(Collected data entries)
PR #774, opened 2016-08-23
Configurable proxy blacklist

### LINKED ISSUE #765: Cannot console.log assertions because of proxies
Consider:

```js
const {expect} = require("chai");

it("meep", () => {
  const myAssertion = expect(42).to.equal(42);

  console.log(myAssertion);
});
```

In Chai v3.5, the output is:

> Assertion {
>   __flags: { ssfi: [Function], object: 42, message: undefined } }
>   ✓ meep
> 
>   1 passing (25ms)

But in the current version of Chai off Github, the output is:

>   1) meep
> 
>   0 passing (13ms)
>   1 failing
> 
>   1)  meep:
>      Error: Invalid Chai property: inspect
>       at Error (native)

Work task: Each entry is to be written out exactly as it was given.

Problem solution:
PR #774, opened 2016-08-23
Configurable proxy blacklist

### LINKED ISSUE #765: Cannot console.log assertions because of proxies
Consider:

```js
const {expect} = require("chai");

it("meep", () => {
  const myAssertion = expect(42).to.equal(42);

  console.log(myAssertion);
});
```

In Chai v3.5, the output is:

> Assertion {
>   __flags: { ssfi: [Function], object: 42, message: undefined } }
>   ✓ meep
> 
>   1 passing (25ms)

But in the current version of Chai off Github, the output is:

>   1) meep
> 
>   0 passing (13ms)
>   1 failing
> 
>   1)  meep:
>      Error: Invalid Chai property: inspect
>       at Error (native)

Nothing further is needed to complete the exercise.